Homework 8. Dimension Reduction Methods: MNIST
Introduction
This assignment is about dimension reduction methods. We will be using the MNIST dataset, which contains 70,000 images of handwritten digits. Each image is 28x28 pixels, and each pixel is represented by a value from 0 to 255. The goal is to reduce the dimensionality of the dataset while preserving as much information as possible.
Data Preprocessing
Load Data
from sklearn.datasets import fetch_openml
mnist = fetch_openml('mnist_784')
Split data
X_train = mnist['data'][:60000]
y_train = mnist['target'][:60000]
X_test = mnist['data'][60000:]
y_test = mnist['target'][60000:]
Logistic Regression
Train model
from sklearn.linear_model import LogisticRegression
log_rgr = LogisticRegression(multi_class="multinomial", solver="lbfgs", random_state=42)
log_rgr.fit(X_train, y_train)
Evaluate model
We use the score
method to do the prediction and evaluation in one step.
score = log_rgr.score(X_test, y_test)
print(score)
The accuracy of the model is 0.9255, but the training time is quite long. Let's see if we can improve the performance by dimension reduction.

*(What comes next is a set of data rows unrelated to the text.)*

PR #641, opened 2021-07-29
add wrapping and unwrapping capability to CKM_AES_GCM mechanism

keldonin:
This PR adds wrapping and unwrapping capability to the `CKM_AES_GCM` mechanism.
It comes along with new cases to the test suite.

### DIFF
--- a/src/lib/SoftHSM.cpp
+++ b/src/lib/SoftHSM.cpp
@@ -1162,7 +1162,7 @@ CK_RV SoftHSM::C_GetMechanismInfo(CK_SLOT_ID slotID, CK_MECHANISM_TYPE type, CK_
 		case CKM_AES_GCM:
 			pInfo->ulMinKeySize = 16;
 			pInfo->ulMaxKeySize = 32;
-			pInfo->flags |= CKF_ENCRYPT | CKF_DECRYPT;
+			pInfo->flags |= CKF_ENCRYPT | CKF_DECRYPT | CKF_WRAP | CKF_UNWRAP;
 			break;
 		case CKM_AES_KEY_WRAP:
 			pInfo->ulMinKeySize = 16;
@@ -2197,7 +2197,7 @@ CK_RV SoftHSM::SymEncryptInit(CK_SESSION_HANDLE hSession, CK_MECHANISM_PTR pMech
 	size_t bb = 8;
 	size_t counterBits = 0;
 	ByteString aad;
-	size_t tagBytes = 0;
+	size_t tagBits = 0;
 	switch(pMechanism->mechanism) {
 #ifndef WITH_FIPS
 		case CKM_DES_ECB:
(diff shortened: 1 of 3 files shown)


keldonin:
The build seems to fail with Appveyor. However, when looking closer to the logs:
- all builds are on MSVC/Windows (no build on linux/BSD?)
- the builds fail as `syslog.h` cannot be found (and is probably not expected on this platform). 

Is something broken in the source code, that prevents building on Windows?

```
"C:\projects\softhsmv2\softhsm2.sln" (Build target) (1) ->
"C:\projects\softhsmv2\ALL_BUILD.vcxproj.metaproj" (default target) (2) ->
"C:\projects\softhsmv2\src\lib\softhsm2.vcxproj.metaproj" (default target) (4) ->
"C:\projects\softhsmv2\src\lib\common\softhsm_common.vcxproj.metaproj" (default target) (5) ->
"C:\projects\softhsmv2\src\lib\common\softhsm_common.vcxproj" (default target) (6) ->
(ClCompile target) -> 
  c:\projects\softhsmv2\src\lib\common\log.h(40): fatal error C1083: Cannot open include file: 'syslog.h': No such file or directory [C:\projects\softhsmv2\src\lib\common\softhsm_common.vcxproj]
```

saper:
@keldonin I found another issue with AES GCM and have a fix in #664. Since the fix would have need to be applied also to the wrapping code, maybe we should think about extracting those AES parameter checks into a common function. I have also refactored the test https://github.com/opendnssec/SoftHSMv2/pull/664/commits/d1553412e61bdf73281f0a8d36f5df2406bfaf79 to be able to test different sets of parameters.

src/lib/SoftHSM.cpp
```diff
@@ -6298,9 +6302,51 @@ CK_RV SoftHSM::WrapKeySym
...
 
+		case CKM_AES_GCM:
+			if (pMechanism->pParameter == NULL_PTR ||
+			    pMechanism->ulParameterLen != sizeof(CK_GCM_PARAMS))
+			{
+				DEBUG_MSG("GCM mode requires parameters");
+				return CKR_ARGUMENTS_BAD;
+			}
+			iv.resize(CK_GCM_PARAMS_PTR(pMechanism->pParameter)->ulIvLen);
+			memcpy(&iv[0], CK_GCM_PARAMS_PTR(pMechanism->pParameter)->pIv, CK_GCM_PARAMS_PTR(pMechanism->pParameter)->ulIvLen);
```
rijswijk, line 6319: I think this requires the same fix as in #664

src/lib/SoftHSM.cpp
```diff
@@ -6298,9 +6302,51 @@ CK_RV SoftHSM::WrapKeySym
...
+			aad.resize(CK_GCM_PARAMS_PTR(pMechanism->pParameter)->ulAADLen);
+			memcpy(&aad[0], CK_GCM_PARAMS_PTR(pMechanism->pParameter)->pAAD, CK_GCM_PARAMS_PTR(pMechanism->pParameter)->ulAADLen);
```
rijswijk, line 6321: I think this requires the same fix as in #664

jschlyter:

Principal Component Analysis (PCA)
Fit and transform
from sklearn.decomposition import PCA
pca = PCA(n_components=0.95)
X_train_reduced = pca.fit_transform(X_train)
Train model
log_clf2 = LogisticRegression(multi_class="multinomial", solver="lbfgs", random_state=42)
log_clf2.fit(X_train_reduced, y_train)
Evaluate model
X_test_reduced = pca.transform(X_test)
score = log_clf2.score(X_test_reduced, y_test)
print(score)
The accuracy of the model is 0.9205, which is slightly worse than the original model. However, the training time is significantly shorter.
Discussion
In the MNIST dataset exercise, we compared the performance of logistic regression on the original dataset to its performance on data reduced via PCA. Without dimensionality reduction, the model achieved an accuracy of 0.9255 but had a longer training time. Post-PCA, training was faster, but there was a slight dip in accuracy to 0.9205. This highlights a trade-off between computational efficiency and accuracy. Real-world systems, especially those needing quick decisions or facing resource constraints, might prioritize efficiency over a minor accuracy dip.
Future work could delve into other dimensionality reduction methods, hyperparameter tuning, and ensemble techniques to find an optimal balance for specific needs.